• [EXERCISE OBJECTIVE]
Starting at the first line below, copy through to the last line exactly.

• [Stored data entries]
§ §
PR #1022, opened 2023-04-06
Add jumpcloud test

gliptak:


mapkon (approved):

mapkon (approved):

mcampbellsb:
Interestingly... related?  https://github.com/Versent/saml2aws/issues/1041

gliptak:
@mcampbellsb would you review https://github.com/Versent/saml2aws/pull/1022/files to check what I have had broke?

mapkon:
@mcampbellsb Could be. @gliptak is better placed to answer

mcampbellsb:
@gliptak @mapkon I'm not even close to qualified to debug, here.  I was hit by the XSRF issue yesterday and colleague noticed the issue reported on #1041 so we revered to an earlier version.  I was just going through PR's and noticed this one which looked to be at least in the same area.

If I were to _guess_, I don't think this PR broke anything, it might just be a missing test case, but again, that's just a guess.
§ §
• [TASK SOLUTION]
PR #1022, opened 2023-04-06
Add jumpcloud test

gliptak:


mapkon (approved):

mapkon (approved):

mcampbellsb:
Interestingly... related?  https://github.com/Versent/saml2aws/issues/1041

gliptak:
@mcampbellsb would you review https://github.com/Versent/saml2aws/pull/1022/files to check what I have had broke?

mapkon:
@mcampbellsb Could be. @gliptak is better placed to answer

mcampbellsb:
@gliptak @mapkon I'm not even close to qualified to debug, here.  I was hit by the XSRF issue yesterday and colleague noticed the issue reported on #1041 so we revered to an earlier version.  I was just going through PR's and noticed this one which looked to be at least in the same area.

If I were to _guess_, I don't think this PR broke anything, it might just be a missing test case, but again, that's just a guess.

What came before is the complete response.